Note: "resourceName" must be unique only in the scope of a given prefix, including the one specified globally in the CLI params, e.g. "example.com/10G", "acme.com/10G" and "acme.com/40G" are perfectly valid names.

Device selectors

The "selectors" field accepts both a single object and a list of selector objects. While both formats are supported, the list syntax is preferred. When using the list syntax, each selector object is evaluated in the order present in the list. For example, a single object would look like:

"selectors": {"vendors": ["8086"],"devices": ["154c"]}

and the list syntax would look like:

"selectors": [{"vendors": ["8086"],"devices": ["154c"]}, {"vendors": ["8086"], "needVhostNet": true}]

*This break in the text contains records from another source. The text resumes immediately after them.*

PR #2540, opened 2021-04-11
[mixins] Alertmanager Overview dashboard

### LINKED ISSUE #2529: Add dashboards for Alertmanager's mixin
## Feature request

It would be lovely if Alertmanager's mixins could include two dashboards:

1. Alertmanager monitoring: To monitor Alertmanager itself, it would include metrics that are exposed by Alertmanager.
2. Alertmanager alerts: An informational dashboard that tells us what alerts are currently at the `firing` state, split by `severity`. For this one, I think it would be necessary to have [Alertmanager's Grafana Datasource plugin](https://grafana.com/grafana/plugins/camptocamp-prometheus-alertmanager-datasource/), so I'm not sure how viable it could be.

ArthurSens:
Fixes #2529


ArthurSens:
Hi @beorn7, apologies for the delay!

What do you think of the result? Anything you'd like me to change?

doc/alertmanager-mixin/.gitignore
```diff
@@ -0,0 +1,2 @@
+vendor
+dashboards_out
```
beorn7, line 2: EOL missing

doc/alertmanager-mixin/config.libsonnet
```diff
@@ -32,5 +32,13 @@
     // integration that is itself not used for critical alerts.
     // Example: @'pagerduty|webhook'
     alertmanagerCriticalIntegrationsRegEx: @'.*',
+
+
```
beorn7, line 36: Let's only have one blank line here.

doc/alertmanager-mixin/dashboards/overview.libsonnet
```diff
@@ -0,0 +1,310 @@
+local grafana = import 'github.com/grafana/grafonnet-lib/grafonnet/grafana.libsonnet';
+local dashboard = grafana.dashboard;
+local row = grafana.row;
+local prometheus = grafana.prometheus;
+local template = grafana.template;
+local graphPanel = grafana.graphPanel;
+
+
```
beorn7, line 8: You have a bunch of those double-blank-line gaps in this file. I could see a reason for them right here, but further down they seem fairly random. My apologies if there is an idea behind it that I didn't see. It's just a nit, but generally, I prefer minimizing vertical whitespace, i.e. sure, use a blank line for structuring, but _two_ blank lines probably doesn't really carry additional meaning for most, but takes away screen real estate.

doc/alertmanager-mixin/jsonnetfile.json
```diff
@@ -0,0 +1,15 @@
...
+        "git": {
+          "remote": "https://github.com/grafana/grafonnet-lib.git",
+          "subdir": "grafonnet"
+        }
+      },
+      "version": "master"
+    }
+  ],
+  "legacyImports": false
+}
```
beorn7, line 15: EOL missing

beorn7 (changes requested):
Just some formatting nits in the comments.

doc/alertmanager-mixin/dashboards/overview.libsonnet
```diff
@@ -0,0 +1,310 @@
...
+{
+  grafanaDashboards+:: {
+    local clusterTemplate =
+      template.new(
+        name='cluster',
+        datasource='$datasource',
+        query='label_values(alertmanager_alerts, %s)' % $._config.clusterLabel,
```
beorn7, line 15: I'm not quite sure if this is doing what you want.

An _Alertmanager cluster_ is a different thing from a _Kubernetes cluster_ (or generally a cluster of nodes you run services on). In fact, for HA, an _Alertmanager cluster_ will commonly span multiple _K8s clusters_. Ideally, you have only one (global) Alertmanager cluster in your org, but should you have multiple (e.g. you have a dev cluster, or you have strictly separate network partitions, each of which needs its own Alertmanager cluster), then you want your dashboard to switch between those, and when viewing at a particular Alertmanager cluster, you want to see _all_ instances included there, even if they run in different K8s clusters.

In fact, the mixin already has this concept of an Alertmanager cluster, see `alertmanagerClusterLabels` and `alertmanagerClusterName` in `config.libsonnet`. So ideally, your multi-cluster support utilizes those. The mixin allows for multiple labels to define the Alertmanager cluster, which makes the templating here hard. But I think it's possible.

doc/alertmanager-mixin/dashboards/overview.libsonnet
```diff
@@ -0,0 +1,310 @@
...
+          stack=false,
+          fill=1,
+          legend_show=false,
+        )
+        .addTarget(prometheus.target('sum(rate(alertmanager_alerts_received_total{%(alertmanagerSelector)s, %(clusterLabel)s="$cluster"}[5m]))' % $._config, legendFormat='Received'))
+        .addTarget(prometheus.target('sum(rate(alertmanager_alerts_invalid_total{%(alertmanagerSelector)s, %(clusterLabel)s="$cluster"}[5m]))' % $._config, legendFormat='Invalid'));
+
+      local notifications =
+        graphPanel.new(
+          'Rate',
```
beorn7, line 52: Shouldn't this be "Notifications send rate"?

doc/alertmanager-mixin/dashboards/overview.libsonnet
```diff
@@ -0,0 +1,310 @@
...
+          'Alerts receive rate',
+          datasource='$datasource',
+          span=6,
+          format='ops',
+          stack=false,
+          fill=1,
+          legend_show=false,
+        )
+        .addTarget(prometheus.target('sum(rate(alertmanager_alerts_received_total{%(alertmanagerSelector)s, %(clusterLabel)s="$cluster"}[5m]))' % $._config, legendFormat='Received'))
+        .addTarget(prometheus.target('sum(rate(alertmanager_alerts_invalid_total{%(alertmanagerSelector)s, %(clusterLabel)s="$cluster"}[5m]))' % $._config, legendFormat='Invalid'));
```
beorn7, line 48: Since a Prometheus server sends each alert to each Alertmanager instance, this sum will increase proportionally by the number of instances in the cluster. For example, if you add a 4th instance to your formerly three-instance AM cluster, this number will suddenly go up by 33%. That might or might not be what you want.

On the other hand, it points to a problem if some alerts only reach some of the AM instances.

Just brainstorming here, but since the number of instances in an AM cluster is usually low (three to five or something), perhaps don't sum but show the graph for each instance? In that case, it might be better to have a separate panel for the invalid alerts (which are, hopefully, tiny anyway and might make more sense in a separate panel anyway).

doc/alertmanager-mixin/dashboards/overview.libsonnet
```diff
@@ -0,0 +1,310 @@
...
+        graphPanel.new(
+          'Rate',
+          datasource='$datasource',
+          span=4,
+          format='ops',
+          stack=false,
+          fill=1,
+          legend_show=true,
+        )
+        .addTarget(prometheus.target('sum(rate(alertmanager_notifications_total{%(alertmanagerSelector)s, %(clusterLabel)s="$cluster"}[5m])) by (integration)' % $._config, legendFormat='{{integration}}'));
```
beorn7, line 60: Now here things are very much different from the alerts above. Ideally, the whole cluster sends each notification only once. And most will be sent by a single instance (the one with the highest sending priority). If suddenly a lower-priority instance sends a lot of notifications, it signals a possible problem. So perhaps again, but for different reasons, it might be brake it out to have one graph per instance in this panel? Of course, here you already brake it up by integration, too. Perhaps one separate panel per integration would make sense, as ingerations usually fail separately from each other and also might have very different notifications rates?

doc/alertmanager-mixin/dashboards/overview.libsonnet
```diff
@@ -0,0 +1,310 @@
...
+        graphPanel.new(
+          'Error',
+          datasource='$datasource',
+          span=4,
+          format='ops',
+          stack=false,
+          fill=1,
+          legend_show=true,
+        )
+        .addTarget(prometheus.target('sum(rate(alertmanager_notifications_failed_total{%(alertmanagerSelector)s, %(clusterLabel)s="$cluster"}[5m])) by (integration)' % $._config, legendFormat='{{integration}}'));
```
beorn7, line 72: Same as above, I think it makes more sense to have it broken up per instance.

doc/alertmanager-mixin/dashboards/overview.libsonnet
```diff
@@ -0,0 +1,310 @@
...
+          format='s',
+          stack=false,
+          fill=1,
+          legend_show=true,
+        )
+        .addTarget(prometheus.target(
+          |||
+            histogram_quantile(0.99,
+              rate(alertmanager_notification_latency_seconds_bucket{%(alertmanagerSelector)s, %(clusterLabel)s="$cluster"}[5m])
+            )
```
beorn7, line 88: So this _is_ actually broken up per instance, isn't it? But then it should also be in the legend.

And speaking about the "per instance" legend: This is actually where the K8s cluster label (usually "cluster") comes into the game again.

For example, here at Grafana Labs, we call our global AM cluster `global-alertmanager/alertmanager`, and this name is used as the job name, in each of the two K8s clusters where we run two instances each, all participating in the global AM cluster. The instances are then called `alertmanager-0` and `alertmanager-1` in _each_ K8s cluster, so the legend needed to include both the `instance` and the `cluster` label, so that it reads "alertmanager-0 in us-east-3" etc.

doc/alertmanager-mixin/dashboards/overview.libsonnet
```diff
@@ -0,0 +1,310 @@
...
+        graphPanel.new(
+          'Silences',
+          datasource='$datasource',
+          span=4,
+          format='none',
+          stack=false,
+          fill=1,
+          legend_show=false,
+        )
+        .addTarget(prometheus.target('sum(alertmanager_silences{%(alertmanagerSelector)s, %(clusterLabel)s="$cluster"}) by (state)' % $._config, legendFormat='{{ state }}'));
```
beorn7, line 117: Each instance should report the same number of silences. So again, summing them up will artificially inflate the number. You could again break up by instance, as different silence counts signal a problem.

doc/alertmanager-mixin/dashboards/overview.libsonnet
```diff
@@ -0,0 +1,310 @@
...
+
+      local silenceQueries =
+        graphPanel.new(
+          'Queries',
```
beorn7, line 121: This is only about queries for silences, so "Queries" seems a bit too general.

In different news, I'm not sure if this is interesting enough to be on the dashboard. It's a low traffic endpoint, driven by occasional user requests. In rare cases, I might need to look at it, but I can do that with an ad-hoc query. I doubt that it makes sense for a general overview.

doc/alertmanager-mixin/dashboards/overview.libsonnet
```diff
@@ -0,0 +1,310 @@
...
+          fill=1,
+          legend_show=false,
+        )
+        .addTarget(prometheus.target('rate(alertmanager_silences_queries_total{%(alertmanagerSelector)s, %(clusterLabel)s="$cluster"}[5m])' % $._config, legendFormat='Queries'))
+        .addTarget(prometheus.target('rate(alertmanager_silences_query_errors_total{%(alertmanagerSelector)s, %(clusterLabel)s="$cluster"}[5m])' % $._config, legendFormat='Errors'));
+
+
+      local silenceQueryDuration =
+        graphPanel.new(
+          'Queries Duration',
```
beorn7, line 135: Same concerns as above.

doc/alertmanager-mixin/dashboards/overview.libsonnet
```diff
@@ -0,0 +1,310 @@
...
+          |||
+            rate(alertmanager_silences_query_duration_seconds_sum{%(alertmanagerSelector)s, %(clusterLabel)s="$cluster"}[5m])
+            /
+            rate(alertmanager_silences_query_duration_seconds_count{%(alertmanagerSelector)s, %(clusterLabel)s="$cluster"}[5m])
+          ||| % $._config, legendFormat='Average'
+        ));
+
+      local silencesGossips =
+        graphPanel.new(
+          'Gossips',
```
beorn7, line 167: This is only about gossiping silences, which is fairly rare (only when a silence is created or updated by a user). `alertmanager_nflog_gossip_messages_propagated_total` is probably more interesting, but perhaps still too low-level to put it on the dashboard.

How about first refining the panels above and leave out gossiping for now?

doc/alertmanager-mixin/dashboards/overview.libsonnet
```diff
@@ -0,0 +1,310 @@
...
+          format='reqps',
+          stack=false,
+          fill=1,
+          legend_show=false,
+        )
+        .addTarget(prometheus.target('rate(alertmanager_silences_gossip_messages_propagated_total{%(alertmanagerSelector)s, %(clusterLabel)s="$cluster"}[5m])' % $._config, legendFormat='Messages propagated'));
+
+      local silenceGcDuration =
+        graphPanel.new(
+          'Garbage Collection Duration',
```
beorn7, line 179: That's fairly low level and presumably extremely rare to ever be a problem. Again, I'd say let's first refine the panels above and leave this out in the first iteration.

doc/alertmanager-mixin/dashboards/overview.libsonnet
```diff
@@ -0,0 +1,310 @@
...
+            rate(alertmanager_silences_snapshot_duration_seconds_sum{%(alertmanagerSelector)s, %(clusterLabel)s="$cluster"}[5m])
+            /
+            rate(alertmanager_silences_snapshot_duration_seconds_count{%(alertmanagerSelector)s, %(clusterLabel)s="$cluster"}[5m])
+          ||| % $._config, legendFormat='Duration'
+        ));
+
+
+      local HTTPRequestRate =
+        graphPanel.new(
+          'Request Rate',
```
beorn7, line 216: The requests here are mostly UI driven, and then there is the constant traffic for scraping /metrics. Not sure if this is of enough interest for the overview dashboard.

doc/alertmanager-mixin/dashboards/overview.libsonnet
```diff
@@ -0,0 +1,310 @@
...
+          legend_show=true,
+          legend_current=true,
+          legend_alignAsTable=true,
+          legend_rightSide=true,
+        )
+        .addTarget(prometheus.target('sum(rate(alertmanager_http_request_duration_seconds_count{%(alertmanagerSelector)s, %(clusterLabel)s="$cluster"}[5m])) by (handler)' % $._config, legendFormat='{{handler}}'));
+
+      local HTTPRequestDuration =
+        graphPanel.new(
+          'Request Duration',
```
beorn7, line 231: Same concern as above.

beorn7:
Tests were flaky, I re-ran them, and they succeeded.

doc/alertmanager-mixin/Makefile
```diff
@@ -1,10 +1,13 @@
 JSONNET_FMT := jsonnetfmt -n 2 --max-blank-lines 2 --string-style s --comment-style s
 ALERTMANAGER_ALERTS := alertmanager_alerts.yaml
 
-default: build
+default: vendor build
 
 all: fmt build
```
paulfantom, line 6: It would be nice if dashboards were produced as a result of `make` (without specifying any target).

doc/alertmanager-mixin/dashboards/overview.libsonnet
ArthurSens: Particularly, my setup consists of multiple k8s clusters with one alertmanager per cluster that do not communicate between themselves. I understand that my setup is not the usual Alertmanager-HA that we all should aim for, but I think I won't be able to test the filter using `alertmanagerClusterLabels` 😬

ArthurSens:
Thanks a lot for the detailed review! 

I think the main problem with my first implementation is because I don't use an HA setup for my alertmanagers. It also made me think about why I don't have an HA setup in the first place... 😅

I'll remove all the low-level metrics added and focus on the "meat", i.e. alert delivery.

ArthurSens:
Turning the PR into a draft until I think of a good way to show HA set ups...

doc/alertmanager-mixin/dashboards/overview.libsonnet
beorn7: In your case, you have "one-instance clusters", and the `alertmanagerClusterLabels` could indeed be just `cluster`.

Maybe the only problem is that the mixin as-is allows multiple labels for `alertmanagerClusterLabels` (which I introduced because it was easy at the time, and I think it's needed in some use cases). In fact, here at GL, we use `job, namespace` as the `alertmanagerClusterLabels`. `job` is usually something like `global-alertmanager` while `namespace` can be used to, for example, have a production global AM cluster and a separate test cluster.

I think this should all work, just that you need to jump through some jsonnet hoops to iterate through all the labels in `alertmanagerClusterLabels` and dynamically create the corresponding template variables for Grafana. (This will be easier if `alertmanagerClusterLabels` is a list. But we can totally make it one.)

The Grafana `query_result(query)` might also help here. See https://grafana.com/docs/grafana/latest/datasources/prometheus/#query-variable

ArthurSens:
Hi @beorn7 and @paulfantom,

I've refactored the PR to support multiple Alertmanager HA-clusters instead of multiple k8s clusters. Please take another look when possible 🙂 

I think I haven't done breaking changes to the mixin, but please pay some extra attention to the changes done in `config.libsonnet`. Thanks to the flexibility when identifying alertmanager clusters, I focused on identifying on labels names and boilerplate those labels into Grafana queries, legends and Prometheus alerting rules.

---
Here is an example dashboard:

image

beorn7:
Thanks, @ArthurSens . I'll have a look as soon as possible (which might not be very soon – very sorry, too much backlog).

@paulfantom , your feedback would be very appreciated.

doc/alertmanager-mixin/config.libsonnet
```diff
@@ -12,13 +13,25 @@
     // to keep for resulting cluster-level alerts.
     alertmanagerClusterLabels: 'job',
 
-    // alertmanagerName is inserted into annotations to name the Alertmanager
-    // instance affected by the alert.
-    alertmanagerName: '{{$labels.instance}}',
+    // alertmanagerQuerySelector is a matcher selector built from 'alertmanagerClusterLabels'.
+    // It is used to filter queries on grafana dashboards
+    alertmanagerQuerySelector: std.join(',', ['%s="$%s"' % [label, label] for label in std.split(c.alertmanagerClusterLabels, ',')]),
```
beorn7, line 18: Does this have to be in `_config`? I would think that this programmatic construction should always work.

doc/alertmanager-mixin/config.libsonnet
```diff
@@ -12,13 +13,25 @@
...
+
+    // alertmanagerNameLabels is a string with comma-separated
+    // labels used to identify different alertmanagers within the same
+    // alertmanager HA cluster.
     // If you run Alertmanager on Kubernetes with the Prometheus
     // Operator, you can make use of the configured target labels for
     // nicer naming:
-    // alertmanagerName: '{{$labels.namespace}}/{{$labels.pod}}'
+    // alertmanagerName: 'namespace,pod'
```
beorn7, line 26: This should probably be `// alertmanagerNameLabels: 'namespace,pod'`

doc/alertmanager-mixin/config.libsonnet
```diff
@@ -12,13 +13,25 @@
...
+    alertmanagerNameLabels: 'instance',
+
+    // alertmanagerName is an identifier for alerts that is built from 'alertmanagerNameLabels'
+    alertmanagerName: std.join('/', ['{{$labels.%s}}' % [label] for label in std.split(c.alertmanagerNameLabels, ',')]),
+
+    // alertmanagerNameDashboards is used to identify alertmanagers on panels legends,
+    // and is built from the 'alertmanagerNameLabels'
+    alertmanagerNameDashboards: std.join('/', ['{{%s}}' % [label] for label in std.split(c.alertmanagerNameLabels, ',')]),
```
beorn7, line 34: As above, I'd say we don't put these inte `_config` for now. If people feel the need to customize those, we can still pull them back up here.

beorn7 (changes requested):
I'm not a real expert in jsonnet, mixins, and dashboards, so I don't feel qualified to improve details on the dashboard is it is now. I think it's a good starting point, and we can iterate on it based on results from people actually using it in different scenarios. (But if any of the experts have something to improve right now, please go ahead.)

Below just a few comments on the `_config` fields. I realize that some of my suggestions will break people that have set `alertmanagerName`. But since we are now using parallel naming for dashboards, with slightly different generation, I'd say let's better break them noticeable than causing a surprise that the names on the dashboard suddenly look different than the one in the alerts.

.gitpod.yml
```diff
@@ -0,0 +1,3 @@
+vscode:
+  extensions:
+    - heptio.jsonnet@0.1.0:woEDU5N62LRdgdz0g/I6sQ==
```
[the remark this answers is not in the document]
ArthurSens: Whoops this file was added by mistake 😬

doc/alertmanager-mixin/config.libsonnet
ArthurSens: Yeah, good point. After your comment, I think it will be better as a local variable in the dashboard

ArthurSens:
Thanks again for the review Beorn, I've moved the mentioned variables from config to the dashboard libsonnet

doc/alertmanager-mixin/config.libsonnet
```diff
@@ -12,13 +13,17 @@
...
+    // alertmanager HA cluster.
     // If you run Alertmanager on Kubernetes with the Prometheus
     // Operator, you can make use of the configured target labels for
     // nicer naming:
-    // alertmanagerName: '{{$labels.namespace}}/{{$labels.pod}}'
+    // alertmanagerNameLabels: 'namespace,pod'
+    alertmanagerNameLabels: 'instance',
+
+    // alertmanagerName is an identifier for alerts that is built from 'alertmanagerNameLabels'
+    alertmanagerName: std.join('/', ['{{$labels.%s}}' % [label] for label in std.split(c.alertmanagerNameLabels, ',')]),
```
beorn7, line 26: I would either move this out of `_config`, too, or change the comment to "alertmanagerName is an identifier for alerts. By default, it is built from 'alertmanagerNameLabels'."

doc/alertmanager-mixin/config.libsonnet
```diff
@@ -12,13 +13,17 @@
     // to keep for resulting cluster-level alerts.
     alertmanagerClusterLabels: 'job',
 
-    // alertmanagerName is inserted into annotations to name the Alertmanager
-    // instance affected by the alert.
-    alertmanagerName: '{{$labels.instance}}',
+    // alertmanagerNameLabels is a string with comma-separated
+    // labels used to identify different alertmanagers within the same
+    // alertmanager HA cluster.
```
beorn7, line 18: Nit: We usually capitalize "Alertmanager".

beorn7 (changes requested):
Just a few more nits.

doc/alertmanager-mixin/config.libsonnet
ArthurSens: I'd like to leave this in config just for backward compatibility. PrometheusRules created by this mixin use this field in alert descriptions.

ArthurSens:
Thanks, Beorn 🙂 

I think the PR is getting to its last moments, would you like me to squash commits?

beorn7 (approved):
I think the backwards compatibility is an issue anyway because those that used to override `alertmanagerName` now probably need to set `alertmanagerNameLabels`. I'd say better break in a noticeable way.

Furthermore, having `alertmanagerName` in alert descriptions doesn't really require to have it as a configurable variable.

But on the other hand, users might ask for it anyway. The whole mixin is experimental anyway, so let's not try too hard to get it perfect.

I'll squash and merge, and we'll see what feedback we get.

paulfantom:
Sorry, this was completely lost in an influx of GitHub notifications (I really need to fix my setup for this). But I am happy you managed to finalize this. Let's include it in kube-prometheus and gather community feedback.

@ArthurSens would you mind bringing this into kube-prometheus?

ArthurSens:
Yep, I'll try to open the PR on kube-prometheus today or tomorrow 🙂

The list syntax example specifies two selector objects in the list. In this example, all devices specified by the first selector object have vendor ID 8086 and device ID 154c. The second selector object specifies all devices with vendor ID 8086. Since the selector objects are processed in the specified order, devices with vendor ID 8086 and device ID 154c would not have the needVhostNet: true applied to them. Contrast this with another similar looking example:

"selectors": [{"vendors": ["8086"], "needVhostNet": true}, {"vendors": ["8086"],"devices": ["154c"]}]

In this latter example, the order of the selector objects has been switched. Since all devices that are specified by the second object are also specified by the first object, this makes the second selector object ineffective.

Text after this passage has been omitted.